Section: Research Program

Static Analysis and Transformation of programs

Participants : Laurent Hascoët, Valérie Pascual, Ala Taftaf.

abstract syntax tree

Tree representation of a computer program, that keeps only the semantically significant information and abstracts away syntactic sugar such as indentation, parentheses, or separators.

control flow graph

Representation of a procedure body as a directed graph, whose nodes, known as basic blocks, each contain a sequence of instructions and whose arrows represent all possible control jumps that can occur at run-time.

abstract interpretation

Model that describes program static analysis as a special sort of execution, in which all branches of control switches are taken concurrently, and where computed values are replaced by abstract values from a given semantic domain. Each particular analysis gives birth to a specific semantic domain.

data flow analysis

Program analysis that studies how a given property of variables evolves with execution of the program. Data Flow analysis is static, therefore studying all possible run-time behaviors and making conservative approximations. A typical data-flow analysis is to detect, at any location in the source program, whether a variable is initialized or not.

data dependence analysis

Program analysis that studies the itinerary of values during program execution, from the place where a value is defined to the places where it is used, and finally to the place where it is overwritten. The collection of all these itineraries is stored as Def-Use and Use-Def chains or as a data dependence graph, and data flow analysis most often rely on this graph.

data dependence graph

Directed graph that relates accesses to program variables, from the write access that defines a new value to the read accesses that use this value, and from the read accesses to the write access that overwrites this value. Dependences express a partial order between operations, that must be preserved to preserve the program's result.

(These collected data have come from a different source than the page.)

PR #4370, opened 2025-07-19
Fix: Correct switching of players on Watch page

IgorA100:
Always load hls.js library (watch.php)
Because now we switch players "on the fly"

### DIFF
--- a/web/skins/classic/views/watch.php
+++ b/web/skins/classic/views/watch.php
@@ -103,16 +103,12 @@ if (!$cycle and isset($_COOKIE['zmCycleShow'])) {
 }
 #Whether to show the controls button
 $hasPtzControls = false;
-$hasHLS = false;
 foreach ($monitors as $m) {
   if (( ZM_OPT_CONTROL && $m->Controllable() && canView('Control') && $m->Type() != 'WebSite' )) {
     //If there is control for at least one camera, then we display the block.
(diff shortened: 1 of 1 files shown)


web/js/MonitorStream.js
```diff
@@ -257,7 +270,7 @@ function MonitorStream(monitorData) {
 
     $j('#volumeControls').hide();
 
-    if (this.Go2RTCEnabled && ((!this.player) || (-1 != this.player.indexOf('go2rtc')))) {
+    if ((this.Go2RTCEnabled && !this.player) || (-1 != this.player.indexOf('go2rtc'))) {
```
connortechnology: This is incorrect as it allows go2rtc for monitors that do not have it enabled.

IgorA100: No. My option works correctly
My condition will work:
- If Go2RTC is enabled in the monitor and the player is not selected.
- The go2rtc player is selected. BUT if go2rtc is disabled in the monitor, then it will not be in the list of available players!

connortechnology: Ugh, agreed, but why?  What does this change achieve?

IgorA100: Absolutely not critical.
Initially I wanted to do it a little differently, but I haven't done it yet
I returned the conditions as you had

PR #4376, opened 2025-07-22
Run ResizeObserver for Go2RTC on Montage page

IgorA100:


IgorA100:
@connortechnology 
Please check, it should work.

connortechnology:
Totally breaks scaling here. I don't even have any go2rtc streams viewable. Can only first first stream, full width no matter what.  No js errors.

IgorA100:
It's very strange. I don't understand yet...
This PR can't break everything so globally.
Everything works fine for me.
There are almost no changes here...

IgorA100:
I checked everything several times, everything should work.
I can't figure out the reason.
Is the problem definitely related to this PR???

IgorA100:
I just updated from https://launchpad.net/~iconnor/+archive/ubuntu/zoneminder-master
And applied this PR.
No problems, everything works correctly.

connortechnology:
yeah seems ok now.

PR #4378, opened 2025-07-22
We do not use the document hiding/showing analysis from "video-rtc.js", because we have our own analysis (MonitorStream.js)

### LINKED ISSUE #4367: AYSW not affecting go2rtc
Could be that coming back to the tab is restarting the video, but AYSW is up so it shouldn't.

IgorA100:
Closed #4367


connortechnology:
Nice.

Issue #4381, opened 2025-07-23
When using go2rtc, only Primary stream is always used and switching to Secondary does not work


IgorA100:
I think in the go2rtc config you can do it like this:
```
streams:
  "id_0":
    PATH for primary stream
  "id_1":
     PATH for secondary stream
```

Isaac, if you do this, I'll do the rest in JS.
If you agree, I will sketch out the draft code.

connortechnology:
Sure. We also need the ability to stream from ZM directly intead of hitting the camera.  So there might be 4 streams.

IgorA100:
Isaac, when you make changes in the go2rtc config as I wrote, you can check with #4382 streams should switch.

IgorA100:
> We also need the ability to stream from ZM directly intead of hitting the camera.

Do you mean viewing recorded events from a file using go2rtc or am I missing something????

connortechnology:
No, using the rtsp_server functionality of ZM to re-stream.  We may have to apply privacy zones or other changes to the video. Also many cameras can't handle too many streams. So re-streaming is a plus.

IgorA100:
> using the rtsp_server functionality of ZM to re-stream.

Yes, I understand.
By the way, you don't want to use go2trc to view recorded events, it can do it, right?

connortechnology:
As far as I know it can.

connortechnology:
I implemented the C++ side parts.

The stream choice doesn't seem to stick on a reload.

IgorA100:
> The stream choice doesn't seem to stick on a reload.

Yes, you are right, we do not save the selected stream.
We will not be able to save the selected stream in cookies, because the cookie size is limited. In case of using hundreds of cameras, there will be problems.
Perhaps we can save in PHP sessions, the memory limit is higher there, but I do not know how this will affect performance. The entire session is loaded into memory.
You can also save in the DB.

At the moment, it works like this:
For RTSP2Web, there is a "Stream source" setting. When opening the Watch page, the "Stream quality" selector is set in accordance with the "Stream source" value from the monitor settings.
Since we do not use the "Stream source" setting for go2rtc (and by default we always select the "Primary" stream), a collapse occurs.
We can also start using the "Stream source" setting from the monitor for go2rtc. In this case there will be no collapse, but the selected "Stream quality" selector will not be saved (as for RTSP2Web)
Isaac, I'm waiting for your decision.

IgorA100:
[...]

PR #4383, opened 2025-07-24
Fix: More correct switching of stream channels for RTSP2Web and Go2RTC with saving the selection in cookies on Watch page

### LINKED ISSUE #4373: When cyclically viewing, available players are not updated when switching to the next or previous camera.

IgorA100:
Now the selected channel is saved in cookies.
But the saved channel is applied to any monitor, not to a specific one. Let it be like this for now. It's better than what's happening now with the collapse....
Later, a new solution will need to be developed.
You can also pass the channel in the browser line via `streamChannel=0 или streamChannel=secondary`

The "RTSP2WebStream" setting is now visible for both RTSP2Web and Go2RTC
Probably, in the future it is necessary to rename "RTSP2WebStream" for example to "StreamSource"

Closed #4373 #4381

### DIFF
--- a/web/js/MonitorStream.js
+++ b/web/js/MonitorStream.js
@@ -100,6 +100,46 @@ function MonitorStream(monitorData) {
     return this.player = p;
   };
 
+  this.manageAvailablePlayersOptions = function(action, opt) {
+    const titleOption = "The player is disabled in the monitor settings."
+    if (action == 'disable') {
+      opt.setAttribute('disabled', '');
+      opt.setAttribute('title', titleOption);
+    } else if (action == 'enable') {
+      opt.removeAttribute('disabled');
+      opt.removeAttribute('title');
+    }
+  }
+
+  this.manageAvailablePlayers = function() {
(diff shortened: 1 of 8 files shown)


IgorA100:
For Montage page everything is a bit more complicated...
Now the channel is also taken from cookies saved on Watch page. I think this is not correct and it should be done as it was before, i.e. the channel should be taken from monitor settings.
Do you agree?
I am not ready to implement the channel switch on Montage page yet, there are many nuances there...

IgorA100:
Now the Montage page uses the channel specified in the monitor, including for go2rtc

IgorA100:
I added a channel stream check when switching to another monitor.
If the channel is not available at the monitor, the primary channel will be used

There is still a lot of work to do related to switching players and channels, but I think it is worth considering this PR and then systematically making other changes.

IgorA100:
I made the players switch when selecting the next/previous camera, as you wanted.
Closed #4373

IgorA100:
Now I have definitely completed this PR :)

IgorA100:
It seems like all switching now works correctly.

PR #4387, opened 2025-07-25
Fix: Don't apply "chosen" to hidden objects ('.hidden, .hidden-shift') (skin.js)

IgorA100:


connortechnology:
co-pilot  says this has issues.  You might try playing around with it.

My only thought on the matter is wow this is getting nasty.  

Why is it needed?

IgorA100:
> Why is it needed?

At the moment we have <select #streamQuality> used for ZMS and <select #streamChannel> used for Go2RTC and RTSP2Web. They are both in the document. Depending on which player is enabled, one or the other <select> is displayed. Chosen will apply to both in Yoga, both <select> will be displayed, which is incorrect.
You can use one <select> and rebuild it with JS, but this will complicate the code a little and increase the load on the browser a little.
And in general, it seems logical to me not to apply "chosen" to any hidden <select>, because it will break the UI.

IgorA100:
> co-pilot says this has issues.

Resolved

IgorA100:
> is getting nasty

Why?
It seems logical to me not to display hidden <select> to which "chosen" is applied
Of course, you can analyze the object before applying "chosen" and if it has a hiding class, then do not apply "chosen" to it, but this will again complicate the code and you will always need to remember this....

PR #4400, opened 2025-07-30
Fix: When changing the player and after starting the stream (hiding - displaying the page), you also need to call monitorsSetScale() on Watch page

IgorA100:
Otherwise, there may be problems with the image if we were viewing using "ZMS MJPEG" and then switched, for example, to the Go2RTC secondary channel and we have different image proportions for "ZMS MJPEG" always using the primary channel and Go2RTC using the secondary channel


IgorA100:
I also added this to this PR:

You also need to reset the previous state prevStateStarted, otherwise after the first triggering (document.visibilityState != "hidden") after hiding and then displaying the page, the stream will be restarted within 15 seconds, and this should not happen.

PR #4414, opened 2025-08-07
Fix: To stop ZMS, call CMD_QUIT instead of CMD_STOP (MonitorStream.js)

IgorA100:


web/js/MonitorStream.js
```diff
@@ -541,7 +541,8 @@ function MonitorStream(monitorData) {
           stream.src = src;
         }
       }
-      this.streamCommand(CMD_STOP);
+      //this.streamCommand(CMD_STOP);
+      this.streamCommand(CMD_QUIT);
```
connortechnology, line 545: We don't want to do this.  stop means stop.  QUIT goes in kill() or anywhere we actually change src.   You'll notice I did if (0) above.  We shouldn't be changing src here. (I think).

connortechnology: The problem with play after stop is that our this.started variable has been set to false, so we end up calling start().  Our use of started is no good.  start is the inverse of kill.  play/pause/stop should keep zms around.

IgorA100: > You'll notice I did if (0) above

Yes, I just noticed...
Okay, I won't bother you.

connortechnology: OR... we could kill zms.  Just adds a tiny tiny bit more latency if we then hit play.  So.... maybe we get rid of kill() and just do stop().

IgorA100: You can kill ZMS with CMD_QUIT and it should probably be used in MonitorStream.kill()
It is better to use CMD_STOP in MonitorStream.stop() Now, when executing CMD_STOP, the ZMS process will not send anything and will not consume resources?
It is probably better to use .kill() on the Watch page, because when switching a large number of monitors, there will be many ZMS processes.
The question with conkey remains open, now after CMD_STOP it is necessary to change conkey for the stream to start, after CMD_QUIT you can reuse the old conkey.

Issue #4415, opened 2025-08-09
When clicking the "DEBUG" button on the Filter page, the error "form is not defined" will appear if "ZM_ENABLE_CSRF_MAGIC" is disabled


IgorA100:
For a long time I couldn't understand where the GLOBAL variable "form" comes from. I couldn't find....
After a long debugging I realized that the global variable "form" appears due to the function "CsrfMagic.end" in "includes\csrf\csrf-magic.js"
At the same time, "CsrfMagic.end" will not be called if "ZM_ENABLE_CSRF_MAGIC" is disabled.

When you click the "DEBUG" button, the function "debugFilter" will be called
```
function debugFilter() {
getModal('filterdebug', $j(form).serialize());
}
```
Which tries to use the global variable "form", but it doesn't exist....

I think everything is wrong here....
You need to use "use strict"; for csrf-magic.js and clean things up. Also, in the debugFilter() function you should NOT use the global variable "form"

connortechnology:
I agree.

IgorA100:
I'm surprised that for so many years no one has pressed the "DEBUG" button with ENABLE_CSRF_MAGIC disabled :)))

connortechnology:
It really isn't recomended to disable csrf... should probably be hidden under and "Advanced" section

IgorA100:
> It really isn't recomended to disable csrf... 

Yes, of course. But I had some problem (I don't remember what it was) during the tests, I disabled CSRF and then forgot to enable it. Eventually I found the problem...

> should probably be hidden under and "Advanced" section

It should probably be in the "Security" section, but there doesn't seem to be such a section.

PR #4417, opened 2025-08-09
Fix: Do not generate global variables "form" and "forms" (csrf-magic.js)

IgorA100:
It is necessary to analyze the consequences of such a change. Related to #4415

Perhaps somewhere else there was a use of the global variable "form", which is essentially very incorrect!

### DIFF
--- a/web/includes/csrf/csrf-magic.js
+++ b/web/includes/csrf/csrf-magic.js
@@ -8,7 +8,8 @@
 // Here are the basic overloaded method definitions
 // The wrapper must be set BEFORE onreadystatechange is written to, since
 // a bug in ActiveXObject prevents us from properly testing for it.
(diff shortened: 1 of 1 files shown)


connortechnology:
Looks good to me.

connortechnology:
I went through the UI and had to no js issues.  This was with use strict enabled.

IgorA100:
For now, we won't use "use strict"
Because of it, when saving changes in the monitor, an extra request appears in the browser with confirmation of the action. I haven't figured out why this happens yet. The code needs to be analyzed. Perhaps problems will pop up somewhere.

IgorA100:
I also reviewed the code and for me not everything is obvious in the csrf-magic.js code
I think for now we should not use "use strict"

PR #4430, opened 2025-08-29
Fix: After the cursor leaves Thumbs, ZMS must always be stopped, even in case of network problems.

### LINKED ISSUE #4418: ZMS process is not killed on Console page after cursor leaves monitor image
On the Console page, hover the cursor over the camera image.
The image will enlarge and be viewed in real time, and the ZMS process will appear.
After the cursor is removed from the image, there is no video animation, but the ZMS process continues to exist and consume resources.

IgorA100:
For all Thumbs we will assign the attribute "data-monitor-url" so that we can send ZMS the CMD_QUIT command without using MonitorStream.
We should not rely only on SIGPIPE, we must terminate ZMS correctly in any case.

Closed #4418


connortechnology:
That isn't going to do it.

We need a keepalive.   The zms cgi needs a keepalive parameter, so that if it doesn't get a status update request after so many seconds, it dies.  We can't depend on CMD_QUIT.

IgorA100:
> That isn't going to do it.

Why? It works fine for me! I'm debugging JS now.

> The zms cgi needs a keepalive parameter

Yeah, I agree. That would be a great option. But I don't know how to do it :(
If you did this in C++, I would arrange for a command to be sent to maintain the connection.

> We can't depend on CMD_QUIT.

Yeah, but it's better than relying on SIGPIPE alone

IgorA100:
This PR works!
But of course it is better to use keepalive for ZMS

IgorA100:
@connortechnology 
In this PR we add a attribute to the IMG so that we can send a command to the server where the monitor is served. This attribute will also be needed if you implement keepalive for ZMS. If keepalive is implemented for ZMS, then a very small change will need to be made to skin.js.
This PR works, but I certainly like the implementation of keepalive for ZMS more, but I can't do it in C++

IgorA100:
@connortechnology 
Should I continue working on this PR and resolve the conflicts or should I close this PR?

connortechnology:
Is it still needed? There have been a few changes that may have made it obsolete.
I like the placeholder image stuff and having a connkey generator. 
I don't like the putting urltoindex into each thumbnail... seems like not the best way to do it.  Maybe a better way to go would be mid, and then we can just look up in our js data structures the monitor object and get the url from there.

IgorA100:
> Is it still needed?

I'm not sure, but it's likely necessary. I have one server that hasn't been updated in a long time and it uses this PR. Some other servers don't use a domain name, just an IP address, and there are no problems. I'll need to retest this PR in more detail with the current code.

> I don't like the putting urltoindex into each thumbnail... 

This was the fastest solution with minimal code changes. I think it's possible to skip urltoindex and get the data using JS.

IgorA100:
No problems were found in the current version, so I am closing this PR.

PR #4466, opened 2025-11-15
[release-1.36] Fix building against FFmpeg 8.0

peat-psuwit:
`avcodec_close()` is now removed in FFmpeg 8.0, so #ifdef its calls everywhere. This commit is a minimal amount of changes which allow 1.36 series to build against FFmpeg 8.0, as opposed to cherry-picking commits on the master branch which remove older supports for older FFmpeg versions.

Most call sites have ifdef'ed call to `avcodec_free_context()`. In such case, hitch-hike it and put `avcodec_close()` in the else case as `avcodec_free_context()` calls (the equivalent of) `avcodec_close()` internally.

zm_videostore.cpp has un-ifdef'ed `avcodec_free_context()` together with `avcodec_close()` for some reason, so add the corresponding ifdef.

Calls at zm_mpeg.cpp and zm_remote_camera_rtsp.cpp has never been ported to `avcodec_free_context()`, so they're ported. The comment in zm_remote_camera_rtsp.cpp makes me unsure if this porting is correct, but I essentially followed commit 8822710 [^1] on the master branch, so either both are correct, or both are incorrect. 😅

[^1] Commit 8822710 ("Removing avcodec_close, avcodec_free_context is
     replacement and been around since 2014, so should be no reason to
     version test.")

### DIFF
--- a/src/zm_ffmpeg.cpp
+++ b/src/zm_ffmpeg.cpp
@@ -605,10 +605,11 @@ int zm_send_frame_receive_packet(AVCodecContext *ctx, AVFrame *frame, AVPacket *
 
 void zm_free_codec(AVCodecContext **ctx) {
   if (*ctx) {
-    avcodec_close(*ctx);
 #if LIBAVCODEC_VERSION_CHECK(57, 64, 0, 64, 0)
     // We allocate and copy in newer ffmpeg, so need to free it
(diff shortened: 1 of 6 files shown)


connortechnology:
Thanks!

The most obvious example of a program transformation tool is certainly a compiler. Other examples are program translators, that go from one language or formalism to another, or optimizers, that transform a program to make it run better. AD is just one such transformation. These tools use sophisticated analysis  [20] . These tools share their technological basis. More importantly, there are common mathematical models to specify and analyze them.

An important principle is abstraction: the core of a compiler should not bother about syntactic details of the compiled program. The optimization and code generation phases must be independent from the particular input programming language. This is generally achieved using language-specific front-ends, language-independent middle-ends, and target-specific back-ends. In the middle-end, analysis can concentrate on the semantics of only a small set of constructs. This analysis operates on an abstract representation of programs made of one call graph, whose nodes are themselves flow graphs whose nodes (basic blocks) contain abstract syntax trees for the individual atomic instructions. To each level are attached symbol tables, nested to capture scoping.

Static program analysis can be defined on this internal representation, which is largely language independent. The simplest analyses on trees can be specified with inference rules  [23] , [30] , [21] . But many data-flow analyses are more complex, and better defined on graphs than on trees. Since both call graphs and flow graphs may be cyclic, these global analyses will be solved iteratively. Abstract Interpretation  [24] is a theoretical framework to study complexity and termination of these analyses.

Data flow analyses must be carefully designed to avoid or control combinatorial explosion. At the call graph level, they can run bottom-up or top-down, and they yield more accurate results when they take into account the different call sites of each procedure, which is called context sensitivity. At the flow graph level, they can run forwards or backwards, and yield more accurate results when they take into account only the possible execution flows resulting from possible control, which is called flow sensitivity.

Even then, data flow analyses are limited, because they are static and thus have very little knowledge of actual run-time values. Far before reaching the very theoretical limit of undecidability, one reaches practical limitations to how much information one can infer from programs that use arrays  [36] , [25] or pointers. Therefore, conservative over-approximations must be made, leading to derivative code less efficient than ideal.